What the exercise asks ▸ An exact, complete copy of the data is all that is needed.
Data: Begin
PR #641, opened 2022-12-20
Linux metrics

prensing:
I implemented metrics for a generic Linux platform. I changed the Pi class to inherit from Linux.

I also removed "bionic" from the AARCH64 entry. That entry matches my Orange Pi 5. Aarch64 is a generic hardware platform. As far as I can tell, there was actually no check that the OS was version "Bionic" (which is now 2+ years old anyway).

I have tested on my Linux laptop and OPi5. I have not had a chance to test on a RPi4.


mcm001 (approved):

mcm001:
Could you push a change that doesn't actually do anything? Just to re-trigger CI

prensing:
I tried a couple of things, but I don't see any of the CI running in the Github web pages. Let me know if it did not work.

mcm001:
just gunna merge it to get CI to run

PR #649, opened 2022-12-25
Switch to native WebSocket for UI

mcm001:
Greatly improves Firefox performance


mdurrani808:
Wild. All the mjpeg issues went away. Works on chrome.

photon-client/src/mixins/global/dataHandleMixin.js
```diff
@@ -2,14 +2,14 @@ export const dataHandleMixin = {
     methods: {
         handleInput(key, value) {
             let msg = this.$msgPack.encode({[key]: value});
-            this.$socket.send(msg);
+            this.$store.state.websocket.send(msg);
```
mcm001, line 5: This can possibly throw a NPE right now lmao. But as soon as the app is created() it won't. Not sure if it's worth adding more error checking?

gerth2: nope :)

gerth2 (approved):
works on pi3 and firefox on my pc. nice.

PR #652, opened 2022-12-25
Clean up front end, remove decision margin and error bits, remove target family selector 

mdurrani808:
if someone could test, that would be great. mainly 3d stuff, worked fine on my machine.


amquake:
Works for me, but I would like to keep the decision margin. I've had camera settings before where the margin may even get as low as 15 to reliably detect the tag.

mcm001:
What's the goal of removing these, versus just setting sane defaults?

mdurrani808:
Test broken because changing the default to 16h5 broke things.

@amquake will add that back.

@mcm001 Makes things simpler for the end user. If they don't need to touch it, they probably don't need to see it. Everyone should be detecting 16h5 tags and the selector wasn't really intuitive anyways.

gerth2:
Matt and I just talked.... request - leave the front end the same (selectors still available) but change the default so it's correct for 2023

gerth2:
Definitely still want decision marker and error bits exposed - I'm ok with whatever amquake wants

mdurrani808:
> Matt and I just talked.... request - leave the front end the same (selectors still available) but change the default so it's correct for 2023

Thoughts on condensing it down to just one selector for the family then? I'll add decision margin back but if anything above 0 error bits causes issues, it shouldn't need to be edited.

amquake:
It seemed to me any value of error bits above 0 for 16h5 is detrimental-- if the family selector is kept in, error bits should still have a slider or be automatically set (0 for 16h5, previous default for 36h11). Otherwise I think it would be better to remove it.

gerth2:
> It seemed to me any value of error bits above 0 for 16h5 is detrimental

I assume false positives? I hadn't seen these but then again have done all testing in my basement. Locked at zero is fine by me (that's what the apriltag papers talk about most folks doing anyway)

> Thoughts on condensing it down to just one selector for the family then? 

I do like this.

photon-core/src/main/java/org/photonvision/vision/apriltag/AprilTagDetectorParams.java
```diff
@@ -30,7 +30,7 @@
 
 public class AprilTagDetectorParams {
     public static AprilTagDetectorParams DEFAULT_36H11 =
```
srimanachanta, line 32: Should this say `DEFAULT_36H11` as the variable name when it is `kTag16h5` as the set tag family?

srimanachanta, line 32: Should this variable be named `DEFAULT_36H11` given that the set tag family is `kTag16h5`?

photon-core/src/main/java/org/photonvision/vision/pipeline/AprilTagPipeline.java
```diff
@@ -79,28 +79,7 @@ protected void setPipeParamsImpl() {
         // target model for the draw 3d targets pipeline to work...
 
         // for now, hard code tag width based on enum value
-        double tagWidth;
```
mcm001, line 82: We still have a family dropdown tho, don't we?

gerth2: Dropdown controls the 3d model, which in turn is just a set of coordinates. Single-side-of-tag isn't something I'm seeing anywhere... yet....

image

This seems slightly smelly, given that not all tags have "sides" - see circular tags, or nested tags. We should probably talk to wpilib about it.

The hardcoding has been done, and the comment above explains it pretty well. Basically, longer term, if other size tags are needed, we just gotta update our data model (and figure out how we wanna, maybe, derive tag shape information from a single "sides" input)

mcm001: It says `// for now, hard code tag width based on enum value`, but it looks like this commit gets rid of the enum value switch-case that was there before

```java
        switch (settings.targetModel) {
            case k200mmAprilTag:
                {
                    tagWidth = Units.inchesToMeters(3.25 * 2);
                    break;
                }
            case k6in_16h5:
                {
                    tagWidth = Units.inchesToMeters(3 * 2);
                    break;
                }
            default:
                {
                    // guess at 200mm?? If it's zero everything breaks, but it should _never_ be zero. Unless
                    // users select the wrong model...
                    tagWidth = 0.16;
                    break;
                }
        }
```

mcm001 (approved):

PR #653, opened 2022-12-25
upgrade to jdk 17

mdurrani808:
Not sure if this is whats wanted


gerth2:
Looks directionally correct to me - as long as everything builds and deploys I think it's ok

mcm001:
You need to set this also in photon-lib, which doesnt apply from common.gradle

mcm001 (approved):

mcm001 (approved):

PR #657, opened 2022-12-28
Only run Apriltag pose estimation when enabled

mcm001:
Previously pose estimation would be run for every tag


gerth2 (approved):
tested on my pi, looks good

PR #658, opened 2022-12-28
Bump tools plugin

mcm001:
Still WIP, it doesn't _fully_ fix our issues yet


mcm001:
> Just reran, and it seems like the old artifacts aren't getting deleted, but the new ones are being pulled in now? If I run a build on first linuxx86-64, then override to linuxarm64, I get a JAR with both x86-64 and arm64 shared libs present.

srimanachanta:
replaced by #978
Data: End
Solution below ▸
PR #641, opened 2022-12-20
Linux metrics

prensing:
I implemented metrics for a generic Linux platform. I changed the Pi class to inherit from Linux.

I also removed "bionic" from the AARCH64 entry. That entry matches my Orange Pi 5. Aarch64 is a generic hardware platform. As far as I can tell, there was actually no check that the OS was version "Bionic" (which is now 2+ years old anyway).

I have tested on my Linux laptop and OPi5. I have not had a chance to test on a RPi4.


mcm001 (approved):

mcm001:
Could you push a change that doesn't actually do anything? Just to re-trigger CI

prensing:
I tried a couple of things, but I don't see any of the CI running in the Github web pages. Let me know if it did not work.

mcm001:
just gunna merge it to get CI to run

PR #649, opened 2022-12-25
Switch to native WebSocket for UI

mcm001:
Greatly improves Firefox performance


mdurrani808:
Wild. All the mjpeg issues went away. Works on chrome.

photon-client/src/mixins/global/dataHandleMixin.js
```diff
@@ -2,14 +2,14 @@ export const dataHandleMixin = {
     methods: {
         handleInput(key, value) {
             let msg = this.$msgPack.encode({[key]: value});
-            this.$socket.send(msg);
+            this.$store.state.websocket.send(msg);
```
mcm001, line 5: This can possibly throw a NPE right now lmao. But as soon as the app is created() it won't. Not sure if it's worth adding more error checking?

gerth2: nope :)

gerth2 (approved):
works on pi3 and firefox on my pc. nice.

PR #652, opened 2022-12-25
Clean up front end, remove decision margin and error bits, remove target family selector 

mdurrani808:
if someone could test, that would be great. mainly 3d stuff, worked fine on my machine.


amquake:
Works for me, but I would like to keep the decision margin. I've had camera settings before where the margin may even get as low as 15 to reliably detect the tag.

mcm001:
What's the goal of removing these, versus just setting sane defaults?

mdurrani808:
Test broken because changing the default to 16h5 broke things.

@amquake will add that back.

@mcm001 Makes things simpler for the end user. If they don't need to touch it, they probably don't need to see it. Everyone should be detecting 16h5 tags and the selector wasn't really intuitive anyways.

gerth2:
Matt and I just talked.... request - leave the front end the same (selectors still available) but change the default so it's correct for 2023

gerth2:
Definitely still want decision marker and error bits exposed - I'm ok with whatever amquake wants

mdurrani808:
> Matt and I just talked.... request - leave the front end the same (selectors still available) but change the default so it's correct for 2023

Thoughts on condensing it down to just one selector for the family then? I'll add decision margin back but if anything above 0 error bits causes issues, it shouldn't need to be edited.

amquake:
It seemed to me any value of error bits above 0 for 16h5 is detrimental-- if the family selector is kept in, error bits should still have a slider or be automatically set (0 for 16h5, previous default for 36h11). Otherwise I think it would be better to remove it.

gerth2:
> It seemed to me any value of error bits above 0 for 16h5 is detrimental

I assume false positives? I hadn't seen these but then again have done all testing in my basement. Locked at zero is fine by me (that's what the apriltag papers talk about most folks doing anyway)

> Thoughts on condensing it down to just one selector for the family then? 

I do like this.

photon-core/src/main/java/org/photonvision/vision/apriltag/AprilTagDetectorParams.java
```diff
@@ -30,7 +30,7 @@
 
 public class AprilTagDetectorParams {
     public static AprilTagDetectorParams DEFAULT_36H11 =
```
srimanachanta, line 32: Should this say `DEFAULT_36H11` as the variable name when it is `kTag16h5` as the set tag family?

srimanachanta, line 32: Should this variable be named `DEFAULT_36H11` given that the set tag family is `kTag16h5`?

photon-core/src/main/java/org/photonvision/vision/pipeline/AprilTagPipeline.java
```diff
@@ -79,28 +79,7 @@ protected void setPipeParamsImpl() {
         // target model for the draw 3d targets pipeline to work...
 
         // for now, hard code tag width based on enum value
-        double tagWidth;
```
mcm001, line 82: We still have a family dropdown tho, don't we?

gerth2: Dropdown controls the 3d model, which in turn is just a set of coordinates. Single-side-of-tag isn't something I'm seeing anywhere... yet....

image

This seems slightly smelly, given that not all tags have "sides" - see circular tags, or nested tags. We should probably talk to wpilib about it.

The hardcoding has been done, and the comment above explains it pretty well. Basically, longer term, if other size tags are needed, we just gotta update our data model (and figure out how we wanna, maybe, derive tag shape information from a single "sides" input)

mcm001: It says `// for now, hard code tag width based on enum value`, but it looks like this commit gets rid of the enum value switch-case that was there before

```java
        switch (settings.targetModel) {
            case k200mmAprilTag:
                {
                    tagWidth = Units.inchesToMeters(3.25 * 2);
                    break;
                }
            case k6in_16h5:
                {
                    tagWidth = Units.inchesToMeters(3 * 2);
                    break;
                }
            default:
                {
                    // guess at 200mm?? If it's zero everything breaks, but it should _never_ be zero. Unless
                    // users select the wrong model...
                    tagWidth = 0.16;
                    break;
                }
        }
```

mcm001 (approved):

PR #653, opened 2022-12-25
upgrade to jdk 17

mdurrani808:
Not sure if this is whats wanted


gerth2:
Looks directionally correct to me - as long as everything builds and deploys I think it's ok

mcm001:
You need to set this also in photon-lib, which doesnt apply from common.gradle

mcm001 (approved):

mcm001 (approved):

PR #657, opened 2022-12-28
Only run Apriltag pose estimation when enabled

mcm001:
Previously pose estimation would be run for every tag


gerth2 (approved):
tested on my pi, looks good

PR #658, opened 2022-12-28
Bump tools plugin

mcm001:
Still WIP, it doesn't _fully_ fix our issues yet


mcm001:
> Just reran, and it seems like the old artifacts aren't getting deleted, but the new ones are being pulled in now? If I run a build on first linuxx86-64, then override to linuxarm64, I get a JAR with both x86-64 and arm64 shared libs present.

srimanachanta:
replaced by #978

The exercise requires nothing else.